Restructuring, Turnaround and Insolvency Specialists

Voluntary Administration – Why choose Voluntary Administration?

The voluntary administration process provides a flexible statutory framework to enable a company time to consider entering into an arrangement with its creditors to compromise its debts. Such an arrangement is structured to save the company, the business and jobs while maximising the return to creditors.

The administration process enables:

  • An independent party (being the appointed Voluntary Administrator) to:
    • take full control of company’s operations;
    • review the company’s affairs; and
    • deal with its creditors
  • Time to deal with creditors in an orderly manner and for the directors to prepare a proposal to give the best return to stakeholders
  • the company to stay out of liquidation whilst the creditors consider accepting the directors’ restructure proposal

If the voluntary administration attempt fails, the legislation provides for the winding-up of the company.

What is the Voluntary Administration process?


How are creditors impacted?

In order to give the company the breathing space it needs whilst its future is determined, the Corporations Act imposes a number of limitations upon the rights of creditors once the administration commences. During the period of administration:

  • unsecured creditors can’t begin, continue or enforce their claims against the company without the administrator’s consent or the court’s permission
  • owners of property (other than perishable property) used or occupied by the company, or people who lease such property to the company, can’t recover their property
  • except in limited circumstances, secured parties can’t enforce their security
  • a court application to put the company in liquidation can’t be commenced, and
  • a creditor holding a personal guarantee from the company’s director or other person is unable to enforce the guarantee without the court’s consent

What happens to the employees?

Employees are not automatically terminated upon the appointment of the voluntary administrator. Accordingly, unless the voluntary administrator adopts the employment contracts or enters into new contracts of employment with employees, they are not personally liable for any employee entitlements that arise during voluntary administration.

However, if the voluntary administrator continues to trade the business, they must pay ongoing wages for services provided and other employee entitlements that arise after the date of their appointment. These payments are treated as an expense of the voluntary administration.

Given the interim nature of the administration process, employee entitlements that arose prior to the appointment of the voluntary administrator are not usually paid during the administration period.

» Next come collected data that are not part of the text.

PR #1447, opened 2023-03-06
CLX-339: Entry points triaging

hugokallstrom:
Screenshot 2023-03-06 at 11 23 17

Getting these with REST from odyssey. Will change to GraphQL when its ready. 

We should also include colors in the schema so that we can avoid heard coding those on the clients. 

Other than that this works well!


feature-odyssey/src/main/kotlin/com/hedvig/android/odyssey/search/SearchActivity.kt
```diff
@@ -0,0 +1,112 @@
...
+import androidx.compose.ui.focus.FocusRequester
+import androidx.compose.ui.platform.LocalSoftwareKeyboardController
+import androidx.compose.ui.unit.dp
+import com.hedvig.android.auth.android.AuthenticatedObserver
+import com.hedvig.android.core.designsystem.theme.HedvigTheme
+import com.hedvig.android.core.ui.appbar.CenterAlignedTopAppBar
+import com.hedvig.android.odyssey.OdysseyClaimsFlowActivity
+import org.koin.androidx.viewmodel.ext.android.getViewModel
+
+class SearchActivity : ComponentActivity() {
```
hugokallstrom, line 29: This is not used

feature-odyssey/src/main/kotlin/com/hedvig/android/odyssey/search/SearchAppBar.kt
```diff
@@ -0,0 +1,135 @@
...
+import androidx.compose.ui.text.TextRange
+import androidx.compose.ui.text.input.TextFieldValue
+import androidx.compose.ui.text.style.TextAlign
+import androidx.compose.ui.unit.dp
+import androidx.compose.ui.unit.sp
+import com.hedvig.android.core.ui.appbar.CenterAlignedTopAppBar
+import com.hedvig.android.odyssey.R
+
+@Composable
+fun SearchAppBar(
```
hugokallstrom, line 41: Not used

feature-odyssey/src/main/kotlin/com/hedvig/android/odyssey/search/SearchActivity.kt
```diff
@@ -0,0 +1,92 @@
...
+    lifecycle.addObserver(AuthenticatedObserver())
+
+    setContent {
+      val viewModel: SearchViewModel = getViewModel()
+      val viewState by viewModel.viewState.collectAsState()
+
+      val commonClaimId = viewState.selectedClaim?.id
+      if (commonClaimId != null) {
+        startClaimsFlow(viewModel, commonClaimId)
+      }
```
StylianosGakis, line 42: This'd need to be:
```suggestion
      LaunchedEffect(commonClaimId) {
        if (commonClaimId != null) {
          startClaimsFlow(viewModel, commonClaimId)
        }
      }
```
Since otherwise `startClaimsFlow()` is called in composition, which may be called more than once without you wanting it to. 

Kinda covered in [this section](https://developer.android.com/jetpack/compose/mental-model#simple-example) in the docs which asks for composable functions to be idempotent, meaning if called again with the same inputs, it shouldn't change anything, in which case here it will, by calling startClaimsFlow() again without the commonClaimId changing.

feature-odyssey/src/main/kotlin/com/hedvig/android/odyssey/search/SearchActivity.kt
```diff
@@ -0,0 +1,92 @@
...
+          }
+        }
+      }
+    }
+  }
+
+  private fun startClaimsFlow(viewModel: SearchViewModel, commonClaimId: String?) {
+    val intent = OdysseyClaimsFlowActivity.newInstance(
+      context = this,
+      odysseyUrl = intent.getStringExtra(ODYSSEY_URL) ?: throw java.lang.IllegalArgumentException("No url found"),
```
StylianosGakis, line 82: Can this intent.getStringExtra() be top-level, kinda as we do in [here](https://github.com/HedvigInsurance/android/blob/2f6afcf235ecf2a0677ef225cf0d219baa9b828f/feature-terminate-insurance/src/main/kotlin/com/hedvig/android/feature/terminateinsurance/TerminateInsuranceActivity.kt#L21-L22) for example. Makes it easier to at a glance see what inputs an activity is asking for, along with the aforementioned "newInstance()" function which would help here.

feature-odyssey/src/main/kotlin/com/hedvig/android/odyssey/search/SearchViewModel.kt
```diff
@@ -0,0 +1,44 @@
...
+import com.hedvig.android.odyssey.model.SearchableClaim
+import kotlinx.coroutines.flow.MutableStateFlow
+import kotlinx.coroutines.flow.update
+import kotlinx.coroutines.launch
+
+class SearchViewModel(
+  private val getClaimEntryPoints: GetClaimEntryPoints,
+) : ViewModel() {
+  private val searchableClaims = emptyList<SearchableClaim>()
+  private val _viewState = MutableStateFlow(SearchViewState(results = searchableClaims))
```
StylianosGakis, line 15: This isn't used anywhere else aside for the initial status of the _viewState. Do you think it'd be clearer if it was inlined there instead
```suggestion
  private val _viewState = MutableStateFlow(SearchViewState(results = emptyList<SearchableClaim>()))
```
or would you find that confusing? This is a bit of a personal preference, no super strong feelings for it, but I would've inlined it I think.

feature-odyssey/src/main/kotlin/com/hedvig/android/odyssey/search/SearchViewModel.kt
```diff
@@ -0,0 +1,44 @@
...
+        }
+        is CommonClaimsResult.Success -> _viewState.update {
+          it.copy(
+            commonClaims = result.searchableClaims,
+            isLoading = false,
+          )
+        }
+      }
+    }
+  }
```
StylianosGakis, line 35: This ATM means that at first load, if there's an error there's no way to reset this error state right? Always a bit tricky with VMs and doing stuff like this in `init{}`.
But I guess we also have no specs for a "retry" screen, so might have to keep it this way and have them go back and go into the screen again to handle such cases for now.

StylianosGakis (approved):
Great work with this!

Had some thoughts here and there, most important is the LaunchedEffect one and maybe catching the JSONException, the rest aren't as critical before this is merged.

app/src/main/AndroidManifest.xml
```diff
@@ -265,6 +265,14 @@
             android:screenOrientation="portrait"
             android:exported="true"
             android:windowSoftInputMode="adjustResize" />
+        <activity
+            android:name="com.hedvig.android.odyssey.OdysseyClaimsFlowActivity"
+            android:screenOrientation="portrait"
+            android:exported="true"
```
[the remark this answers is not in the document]
hugokallstrom: Forgot to remove, good catch!

app/src/main/kotlin/com/hedvig/app/ApplicationModule.kt
```diff
@@ -686,3 +690,7 @@ val claimsViewModelModule = module {
   }
   viewModel { (resolution: Resolution) -> ResolutionViewModel(get(), resolution) }
 }
+
+val claimsSearchViewModelModule = module {
+  viewModel { SearchViewModel(get<GetClaimEntryPoints>()) }
+}
```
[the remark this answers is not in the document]
hugokallstrom: I need the odyssey url string here: 
`GetClaimEntryPointsUseCase(get(), get<Context>().getString(R.string.ODYSSEY_URL))`

Would like to move that string to core-resources I suppose, but then we need different build flavors for that module right? Can you help me with that if thats something we want to do? :)

feature-odyssey/src/main/kotlin/com/hedvig/android/odyssey/search/SearchViewModel.kt
hugokallstrom: Yeah no retry screen for now, we will hopefully get more elaborate designs soon!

The timing and quantum of payments to employees in respect of their pre-appointment entitlements depends on the option passed at the creditors’ meeting (i.e. company returned to directors, a deed of company arrangement, or liquidation).

The bank holds security over my company, what can they do?

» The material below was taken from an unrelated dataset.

PR #1450, opened 2023-03-07
CLX-427: Odyssey schema in android repo pt.1

StylianosGakis:
Split apollo in three modules

giraffe: To contain giraffe GQL operations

Any secured party who holds a security interest over the majority (or all) of the assets of the company has 13 business days from the day of the voluntary administrator’s appointment to exercise their security.

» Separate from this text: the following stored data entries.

PR #2023, opened 2024-02-29
Feature/claim overview files audio

panasetskaya:
add files and audio record to display on ClaimSummary screen


app/feature/feature-odyssey/src/main/kotlin/com/hedvig/android/feature/odyssey/step/summary/ClaimSummaryDestination.kt
```diff
@@ -103,16 +137,112 @@ private fun ClaimSummaryScreen(
...
       Column(sideSpacingModifier.fillMaxWidth()) {
         for ((left, right) in detailPairs) {
-          Row {
-            Text(text = left, modifier = Modifier.weight(1f))
-            Text(text = right, modifier = Modifier.weight(1f), textAlign = TextAlign.End)
+          HorizontalItemsWithMaximumSpaceTaken(
+            startSlot = {
+              Text(text = left)
+            },
+            endSlot = {
```
StylianosGakis, line 144: I see the `modifier = Modifier.weight(1f)` was used in here before too, but since now we are inside `HorizontalItemsWithMaximumSpaceTaken` the two slots already get the right amount of space given to them. I think you can make do with just removing the `modifier = Modifier.weight(1f)` completely here? Do correct me if I am wrong here

app/feature/feature-odyssey/src/main/kotlin/com/hedvig/android/feature/odyssey/step/summary/ClaimSummaryDestination.kt
```diff
@@ -103,16 +137,112 @@ private fun ClaimSummaryScreen(
...
+        0.dp
+      } else if (fileListSize <= 3) {
+        130.dp
+      } else if (fileListSize <= 6) {
+        260.dp
+      } else {
+        300.dp
+      }
+    LazyVerticalGrid(
+      modifier = Modifier.height(calculatedHeight),
```
StylianosGakis, line 185: Oh sorry I just realized I didn't mention that part. I was thinking we can just use `FilesLazyVerticalGrid` directly, not a custom one built for this place here. I feel like the way it's written it should be possible to re-use it, could you give that a try?

And then since that grid is more dynamic regarding how many columns it gives for the grid, we can instead not do any kind of height calculation ourselves here, and give it a sane default and let it be.
```suggestion
    LazyVerticalGrid(
      modifier = Modifier.height(300.dp),
```
I know this will mean on 1 file it will take a bit too much, and that on multiple files it will only show some files completely, but since we are in this scrollable-column inside a scrollable-column situation we gotta make some compromise I think.

It is also possible that I am thinking about this wrong, I think it might be a good idea for us to look at it together a bit so that I can also see how this visually looks like when we run it.

app/feature/feature-odyssey/src/main/kotlin/com/hedvig/android/feature/odyssey/step/summary/ClaimSummaryDestination.kt
```diff
@@ -126,6 +256,13 @@ private fun ClaimSummaryScreen(
   }
 }
 
+private fun getIconFromMimeType(mimeType: String) = when (mimeType) {
+  "image/jpg" -> Icons.Hedvig.Pictures
+  "video/quicktime" -> Icons.Hedvig.Play
+  "application/pdf" -> Icons.Hedvig.Document
+  else -> Icons.Hedvig.Document
+}
```
StylianosGakis, line 264: Using the existing component will also help us by avoiding creating this function a third time too.
I though we only had it in one place, I now realize we got it in 2 already, but I think that's another thing that we want to fix. It should be possible to have 1 unified way to render this that we can re-use from the now 3 places we want to show it.

app/feature/feature-odyssey/src/main/kotlin/com/hedvig/android/feature/odyssey/step/summary/ClaimSummaryDestination.kt
```diff
@@ -143,7 +280,7 @@ private fun PreviewClaimSummaryScreen() {
             ),
             itemType = ClaimSummaryInfoUiState.ItemType.Model(
               itemModel = ItemModel.Known(
-                displayName = "Apple iPhone 14 Pro Super Omega New Model",
+                displayName = "Apple iPhone 14 Pro",
```
StylianosGakis, line 283: I didn't realize I left that in 😂
I did it to test longer texts 😅

app/feature/feature-odyssey/src/main/kotlin/com/hedvig/android/feature/odyssey/step/summary/ClaimSummaryDestination.kt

Should this occur, it is often the case that a Receiver & Manager will be appointed who will then take control of the company’s affairs (rather than the Voluntary Administrator) in accordance with the security documentation and the Corporations Act.

If the secured party does not elect to exercise their security within this time they will be unable to do so until the administration period ends. However, the secured party may exercise their security outside of the 13 business day period with the consent of the voluntary administrator or with the leave of the Court.

Are the directors in control during the Voluntary Administration process?

The powers of a director are suspended on the appointment of a voluntary administrator and only the voluntary administrator is able to bind the company in any transaction. A director is required to assist the voluntary administrator in undertaking the administration and has an obligation to comply with any requests made by the administrator.

What information is provided to Creditors?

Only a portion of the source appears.